Arguably, the strategy should now be in place and understood so that it can feed into the imminent budget cycle for local authorities and direct the CCG commissioning plans for 2013-14.
There will be tough decisions to be made. Rather than cutting the leisure offering (that may increase obesity and lead to increased cardiovascular disease), perhaps there should be an appraisal of how leisure could be delivered more effectively - perhaps through creation of a leisure trust or more investment in alternative community-based leisure activity and the consideration of different ways to focus on outcomes such as social impact bonds and payment by results.
The developing relationships of CCGs and health and wellbeing boards are being scrutinised and these reveal a mixed picture. In some cases, there are very advanced relationships, with clinicians at the heart of discussions to develop joint strategic needs assessments and strategies, and, in turn, reflecting these seamlessly in their own draft commissioning intentions.
Another area where traditionally it has been harder to achieve full cooperative working is adult and children’s services, and of these the latter has been the most complex.
Safeguarding is also being examined thoroughly as part of the CCG authorisation process and many of these roads will lead back to health and wellbeing boards and their ability to influence better joint working between authorities and partners.
The next challenge will be the delivery of proper integration, a word that pops up in all health and social care documentation with increasing frequency. This can only happen if the boards can understand and influence the integrated provision of services, and not just the commissioning of them.

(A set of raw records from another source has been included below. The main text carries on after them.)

PR #2305, opened 2025-10-09
Add scheduled inbox purge and retention setting

pfefferle:
Introduces a scheduled task to purge old inbox items, similar to the existing outbox purge. Adds an advanced setting for configuring the inbox retention period, including UI and option registration. Ensures site performance by allowing administrators to control how long inbox items are kept.

## Proposed changes:
- Adds a new advanced setting for configuring inbox retention period (default 360 days)
- Implements a daily scheduled task to automatically purge old inbox items
- Provides UI for administrators to control the inbox retention setting

### Other information:

## Testing instructions:

* See unittests

### Changelog entry

<details>

#### Significance

-   [ ] Patch
-   [X] Minor
-   [ ] Major

#### Type

#### Message

Added a scheduled task and setting to automatically purge old inbox items, helping maintain site performance and storage control.

</details>

### DIFF
--- a/includes/class-scheduler.php
+++ b/includes/class-scheduler.php
@@ -123,11 +123,11 @@ class Scheduler {
 	 * @return void
 	 */
 	public static function deregister_schedules() {
-		wp_unschedule_hook( 'activitypub_update_remote_actors' );
-		wp_unschedule_hook( 'activitypub_cleanup_remote_actors' );
-		wp_unschedule_hook( 'activitypub_reprocess_outbox' );
-		wp_unschedule_hook( 'activitypub_outbox_purge' );
-		wp_unschedule_hook( 'activitypub_inbox_purge' );
+		\wp_unschedule_hook( 'activitypub_update_remote_actors' );
+		\wp_unschedule_hook( 'activitypub_cleanup_remote_actors' );
+		\wp_unschedule_hook( 'activitypub_reprocess_outbox' );
+		\wp_unschedule_hook( 'activitypub_outbox_purge' );
+		\wp_unschedule_hook( 'activitypub_inbox_purge' );
 	}
 
 	/**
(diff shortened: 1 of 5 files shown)


obenland:
Instead of introducing separate options and cron jobs, could this be combined with the Outbox purging?

I noticed the retention period being double that of the Outbox. Is 6 months not enough? I'd expect there to be vastly more posts in the Inbox than the Outbox, especially with Following enabled.

pfefferle:
The inbox is what will be used by Apps in the future, so I thought it should be at least a different setting! We can reduce it though.

pfefferle:
I think we should keep them separated to be more flexible.

obenland (commented):
Let's not show a UI for the option and keep it CLI or `wp-admin/options.php` only.

pfefferle:
@obenland like discussed in slack, I removed the settings for Inbox/Outbox purge.

includes/class-scheduler.php
```diff
@@ -321,6 +329,40 @@ public static function purge_outbox() {
...
+				'post_type'   => Inbox::POST_TYPE,
+				'post_status' => 'any',
+				'fields'      => 'ids',
+				'numberposts' => -1,
+				'date_query'  => array(
+					array(
+						'before' => $date->format( 'Y-m-d' ),
+					),
+				),
+			)
```
obenland, line 353:
```suggestion
		$days     = (int) \get_option( 'activitypub_inbox_purge_days', 180 );
		$post_ids = \get_posts(
			array(
				'post_type'   => Inbox::POST_TYPE,
				'post_status' => 'any',
				'fields'      => 'ids',
				'numberposts' => -1,
				'date_query'  => array(
					array(
						'before' => gmdate( 'Y-m-d', time() - ( $days * DAY_IN_SECONDS ) ),
					),
				),
			)
```
Would this work? Might be a bit simpler.

obenland (commented):
I think this all looks good, had just one question:

includes/class-scheduler.php
pfefferle: let's see what the tests say!

obenland: A different level of cowboy coding 😄

obenland (approved):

This is a huge issue in many areas, especially the more remote and rural ones where potential logistical challenges are greater, communities harder to reach and resources more scarce. Here, more than anywhere else, the improvement that clinically based commissioning is going to bring will need to be felt quickly.
The boards are also a change from the established norms of local government, in that they bring together elected members and officers (as well as others) on one board. This will not be without its own difficulties and new ways of working, especially around controlling the nature of discussion and debate, will have to be found.
There are also some governance challenges around the way in which binding decisions can be taken - who will be authorised to agree what, where and how; who can be held to account for what and how are these arrangements reflected in the constitution?
Last but not least, there is the direct influence of politics in the boards’ outputs. A CCG chair recently expressed the view that his governing body’s work with the local board was going well but that they all feared that behaviours would deteriorate in the run up to next year’s local government elections, with delays and failures of services being blamed on their side.
This is a challenge for health professionals in an entirely new way but must also be seen as an opportunity for all those involved in health and social care to demonstrate that they are doing this work for all the right reasons. We will watch with interest.
Giles Peel is an adviser, clinical risk and Judith Barnes is a partner and head of local government at DAC Beachcroft LLP.